◆ **Instructions for the task**:
Which lines in the data below contain the word "class"? Copy each of them.

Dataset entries
PR #75, opened 2025-01-02
Adding NMS using IoS and fixes in GeometricDetector

amrithasp02:
- Added a method to perform NMS (IoU + IoS) on tree detections and evaluated qualitatively to confirm it removes the crowns split at tile boudaries.
- Removed normalization of GeometricDetector scores.
- Resolved the occurrence of MultiPolygon crowns in the final prediction output.
- Other minor fixes in the GeometricDetector class.
- Included notebook to demonstrate NMS.


tree_detection_framework/detection/detector.py
```diff
@@ -623,14 +594,14 @@ def predict_batch(self, batch):
         # List to store every image's detections
         batch_detections = []
         batch_detections_data = []
-        for image, bounds in zip(batch["image"], batch["bounds"]):
+        for _, image in enumerate(batch["image"]):
```
russelldj, line 597: Is there a reason you need the enumerate here?

tree_detection_framework/postprocessing/postprocessing.py
```diff
@@ -295,3 +303,41 @@ def merge_and_postprocess_detections(
...
     return postprocessed_detections
+
+
+def suppress_tile_boundary_with_NMS(
+    predictions: RegionDetectionsSet,
+    threshold: float = 0.5,
+    min_confidence: float = 0.3,
+) -> RegionDetections:
+    """
+    Used as a post-processing step with the `GeometricDetector` class to suppress detections that are split across tiles.
```
russelldj, line 314: Maybe add something brief that this is done by first running NMS with IoU then IoS.

tree_detection_framework/postprocessing/postprocessing.py
```diff
@@ -295,3 +303,41 @@ def merge_and_postprocess_detections(
...
+        predictions,
+        intersection_method="IOU",
+        threshold=threshold,
+        min_confidence=min_confidence,
+    )
+
+    iou_ios_nms = single_region_NMS(
+        iou_nms,
+        intersection_method="IOS",
+        threshold=threshold,
```
russelldj, line 339: I'd consider a different, much higher threshold here.

tree_detection_framework/detection/detector.py
```diff
@@ -554,53 +535,43 @@ def get_tree_crowns(
...
-                for polygon in list(tree_crown.geoms):
-                    # Note that any LineString/Point/MultiPoint objects get ignored. MultiPolygon is rarely found.
-                    if isinstance(polygon, Polygon):
-                        multipolygon.append(polygon)
-                # Finally create an equivalent MultiPolygon object for the GeometryCollection
-                filtered_crowns.append(MultiPolygon(multipolygon))
-
-        # Update the 'tree_crown' column
-        tile_gdf["tree_crown"] = filtered_crowns
+            elif isinstance(tree_crown, (MultiPolygon, GeometryCollection)):
```
russelldj, line 563: Out of curiosity, what was the issue that led to multipolygons being retained initially?

russelldj (approved):
Looks good to me

tree_detection_framework/detection/detector.py
amrithasp02: You're right, it is not needed

tree_detection_framework/postprocessing/postprocessing.py
amrithasp02: I tried changing the threshold from 0.5 to 0.9 for the NMS using IoS step. However, the output seems to retain more partially split tree crowns by the boundaries. Is there a reason why you feel a higher threshold would be better?

amrithasp02: Follow-up Q: Should I make the `iou_threshold` and `ios_threshold` as separate parameters passed to the `suppress_tile_boundary_with_NMS` method?

russelldj: I was thinking this would be primarily used in the case where one tile had the full detection and the other had only a subset of it. But I hadn't thought of your case where there is only a partial detection in each tile. Maybe we leave the threshold lower for now and consider revisiting it in the future? For example if we start using larger tiles and we can be more conservative. Or if we notice this is removing detections we'd actually like to retain.

tree_detection_framework/detection/detector.py
amrithasp02: Previously, I was converting all `GeometricCollections` to `MultiPolygons` which is why they were retained in the final detections.

tree_detection_framework/postprocessing/postprocessing.py
amrithasp02: Makes sense, thanks for clarifying

tree_detection_framework/detection/detector.py
russelldj: Ok, good catch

◆ **The answer**:
- Other minor fixes in the GeometricDetector class.
+    Used as a post-processing step with the `GeometricDetector` class to suppress detections that are split across tiles.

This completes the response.